**EXERCISE AIM:** Quote all of the data below exactly, please.

(Saved entries)

* * * * * * *

PR #7395, opened 2026-02-20
Package ACP-based TUI

jamadeo:
There are several ways we could go about distributing [the ACP-based TUI](https://github.com/block/goose/tree/main/ui/text).

This PR uses NPM to distribute the app, and creates platform-specific NPM packages that contain the native binaries. A user can then e.g. `npx @block/goose`, which will install both the TUI app and the appropriate native goose server.


npm/goose-acp-server-darwin-arm64/package.json
```diff
@@ -0,0 +1,19 @@
+{
+  "name": "@block/goose-acp-server-darwin-arm64",
+  "version": "0.1.0",
```
jamadeo, line 3: these should maybe match the Cargo.toml version?

ui/text/scripts/build-native-packages.sh
```diff
@@ -0,0 +1,66 @@
+#!/usr/bin/env bash
```
jamadeo, line 1: we probably don't need this script. We should run the packaging step in the release GHA workflow and pull the appropriate binaries from there

alexhancock (commented):
LGTM 

Test failures look related to API keys which we'll need to resolve out of band of this PR

jamadeo:
closing in favor of #7666

PR #7399, opened 2026-02-20
dev: add cmake to hermitized env

alexhancock:
With the local inference changes in, we need `cmake`. This PR adds it via the existing hermit activation.


michaelneale (approved):
not sure about those failures - we lost some api keys I guess?

alexhancock:
Yeah they're unrelated so I'll merge this

PR #7403, opened 2026-02-20
(feat) Session mananger backend mongodb

dstieglitz:
## Summary

This PR introduces a configurable storage back-end for sessions. The sqlite backed is unchanged and enabled by default. Included is a mongodb backend that stores sessions in an identical document as would be exported by the export of a sqlite session (some additional fields as well).

Much of the code is written by AI, author is not a rust developer and is requesting a review.

### Type of Change
- [X ] Feature
- [ ] Bug fix
- [ ] Refactor / Code quality
- [ ] Performance improvement
- [X ] Documentation
- [X ] Tests
- [ ] Security fix
- [ ] Build / Release
- [ ] Other (specify below)

### AI Assistance
- [X ] This PR was created or reviewed with AI assistance
Developer is NOT a rust developer and used Claude to generate code and tests. Architecture was human-guided, and code was human-reviewed. Tests were written for automated tested and manual testing was performed on author's cluster (by a human).

### Testing
This PR was tested using the project's test harness (feature tests added), as well as by deploying to a test environment we're running with Kubernetes

### DIFF
--- a/crates/goose/src/session/mongodb_storage.rs
+++ b/crates/goose/src/session/mongodb_storage.rs
@@ -358,7 +358,11 @@ impl SessionStorageBackend for MongoDbSessionStorage {
         name: String,
         session_type: SessionType,
     ) -> Result<Session> {
-        let id = self.generate_session_id().await?;
+        // Allow overriding session ID via environment variable (for linking with external systems)
+        let id = match std::env::var("GOOSE_SESSION_ID") {
+            Ok(env_id) if !env_id.is_empty() => env_id,
+            _ => self.generate_session_id().await?,
+        };
         let now = mongodb::bson::DateTime::now();
 
         let doc = doc! {


DOsinga:
can I ask what the use case is? I have no mongodb set up so I can't test this. it adds 2500 lines - who will maintain that?

dstieglitz:
We're running goose in a cluster with parallel agents and it would be
useful for them to share sessions among each other for knowledge sharing
(and for retrieval via API). Additionally, this enables centralized
reporting for token usage through prometheus/grafana with an appropriate
exporter.

We tested it using a plain Docker-based MongoDB image that you can run in a
single command (and destroy just as easily).

alexhancock:
@dstieglitz I love the idea and see the motivation for sure!

Where I have concerns as a maintainer of goose is the volume of custom code required just for mongo. What would we do if someone else came and wanted to add an exporter/manager for N other DBs?

Thinking about it more generally what if we made it so you could configure a shared SQLite db for all your geese (instead of just the in process file based one)? Something accessible on a mounted filesystem or a server running `sqld`...

If we did this, would it address the need? It looks like there are then a variety of off-the-shelf tools people could then leverage to export data from a shared SQLite db to other data storage solutions (ex https://litestream.io) as you need with no maintenance required in goose.

Let me know your thoughts

dstieglitz:
@alexhancock makes sense. A shared SQLIte would definitely enable this kind of feature and would be a good balance between maintainability and functionality.

If you keep the plugin interface and add some minimal code to allow plugins or extensions, I can move the MongoDB code to an external project and maintain it, and others can extend as well and create community-maintained extensions.

DOsinga:
going to close this for now based on the discussion - making the sqlite session db configurable is the way to go. thanks for thinking about this @dstieglitz

PR #7406, opened 2026-02-21
add flag to hide select voice providers

zanesq:
## Summary
In https://github.com/block/goose/pull/5095 we removed a flag we use internally to hide eleven labs voice dictation. Added back a new flag `DICTATION_ALL_PROVIDERS_ENABLED` to encompass multiple voice providers we want to hide.


dianed-square (approved):

zanesq:
@DOsinga good call was thinking that over the weekend, will follow up with that change

PR #7407, opened 2026-02-21
change voice dictation dropdown to radix dropdown

zanesq:
## Summary
Noticed I wasn't able to click out of the voice dictation dropdown. Changing it to use our radix dropdown component so we get these for free:

- Click outside to close
- Escape key to close
- Keyboard navigation
- ARIA roles and accessibility

Slight difference with selected style but looks ok to me.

* * * * * * *

**SOLUTION BELOW:**
PR #7395, opened 2026-02-20
Package ACP-based TUI

jamadeo:
There are several ways we could go about distributing [the ACP-based TUI](https://github.com/block/goose/tree/main/ui/text).

This PR uses NPM to distribute the app, and creates platform-specific NPM packages that contain the native binaries. A user can then e.g. `npx @block/goose`, which will install both the TUI app and the appropriate native goose server.


npm/goose-acp-server-darwin-arm64/package.json
```diff
@@ -0,0 +1,19 @@
+{
+  "name": "@block/goose-acp-server-darwin-arm64",
+  "version": "0.1.0",
```
jamadeo, line 3: these should maybe match the Cargo.toml version?

ui/text/scripts/build-native-packages.sh
```diff
@@ -0,0 +1,66 @@
+#!/usr/bin/env bash
```
jamadeo, line 1: we probably don't need this script. We should run the packaging step in the release GHA workflow and pull the appropriate binaries from there

alexhancock (commented):
LGTM 

Test failures look related to API keys which we'll need to resolve out of band of this PR

jamadeo:
closing in favor of #7666

PR #7399, opened 2026-02-20
dev: add cmake to hermitized env

alexhancock:
With the local inference changes in, we need `cmake`. This PR adds it via the existing hermit activation.


michaelneale (approved):
not sure about those failures - we lost some api keys I guess?

alexhancock:
Yeah they're unrelated so I'll merge this

PR #7403, opened 2026-02-20
(feat) Session mananger backend mongodb

dstieglitz:
## Summary

This PR introduces a configurable storage back-end for sessions. The sqlite backed is unchanged and enabled by default. Included is a mongodb backend that stores sessions in an identical document as would be exported by the export of a sqlite session (some additional fields as well).

Much of the code is written by AI, author is not a rust developer and is requesting a review.

### Type of Change
- [X ] Feature
- [ ] Bug fix
- [ ] Refactor / Code quality
- [ ] Performance improvement
- [X ] Documentation
- [X ] Tests
- [ ] Security fix
- [ ] Build / Release
- [ ] Other (specify below)

### AI Assistance
- [X ] This PR was created or reviewed with AI assistance
Developer is NOT a rust developer and used Claude to generate code and tests. Architecture was human-guided, and code was human-reviewed. Tests were written for automated tested and manual testing was performed on author's cluster (by a human).

### Testing
This PR was tested using the project's test harness (feature tests added), as well as by deploying to a test environment we're running with Kubernetes

### DIFF
--- a/crates/goose/src/session/mongodb_storage.rs
+++ b/crates/goose/src/session/mongodb_storage.rs
@@ -358,7 +358,11 @@ impl SessionStorageBackend for MongoDbSessionStorage {
         name: String,
         session_type: SessionType,
     ) -> Result<Session> {
-        let id = self.generate_session_id().await?;
+        // Allow overriding session ID via environment variable (for linking with external systems)
+        let id = match std::env::var("GOOSE_SESSION_ID") {
+            Ok(env_id) if !env_id.is_empty() => env_id,
+            _ => self.generate_session_id().await?,
+        };
         let now = mongodb::bson::DateTime::now();
 
         let doc = doc! {


DOsinga:
can I ask what the use case is? I have no mongodb set up so I can't test this. it adds 2500 lines - who will maintain that?

dstieglitz:
We're running goose in a cluster with parallel agents and it would be
useful for them to share sessions among each other for knowledge sharing
(and for retrieval via API). Additionally, this enables centralized
reporting for token usage through prometheus/grafana with an appropriate
exporter.

We tested it using a plain Docker-based MongoDB image that you can run in a
single command (and destroy just as easily).

alexhancock:
@dstieglitz I love the idea and see the motivation for sure!

Where I have concerns as a maintainer of goose is the volume of custom code required just for mongo. What would we do if someone else came and wanted to add an exporter/manager for N other DBs?

Thinking about it more generally what if we made it so you could configure a shared SQLite db for all your geese (instead of just the in process file based one)? Something accessible on a mounted filesystem or a server running `sqld`...

If we did this, would it address the need? It looks like there are then a variety of off-the-shelf tools people could then leverage to export data from a shared SQLite db to other data storage solutions (ex https://litestream.io) as you need with no maintenance required in goose.

Let me know your thoughts

dstieglitz:
@alexhancock makes sense. A shared SQLIte would definitely enable this kind of feature and would be a good balance between maintainability and functionality.

If you keep the plugin interface and add some minimal code to allow plugins or extensions, I can move the MongoDB code to an external project and maintain it, and others can extend as well and create community-maintained extensions.

DOsinga:
going to close this for now based on the discussion - making the sqlite session db configurable is the way to go. thanks for thinking about this @dstieglitz

PR #7406, opened 2026-02-21
add flag to hide select voice providers

zanesq:
## Summary
In https://github.com/block/goose/pull/5095 we removed a flag we use internally to hide eleven labs voice dictation. Added back a new flag `DICTATION_ALL_PROVIDERS_ENABLED` to encompass multiple voice providers we want to hide.


dianed-square (approved):

zanesq:
@DOsinga good call was thinking that over the weekend, will follow up with that change

PR #7407, opened 2026-02-21
change voice dictation dropdown to radix dropdown

zanesq:
## Summary
Noticed I wasn't able to click out of the voice dictation dropdown. Changing it to use our radix dropdown component so we get these for free:

- Click outside to close
- Escape key to close
- Keyboard navigation
- ARIA roles and accessibility

Slight difference with selected style but looks ok to me.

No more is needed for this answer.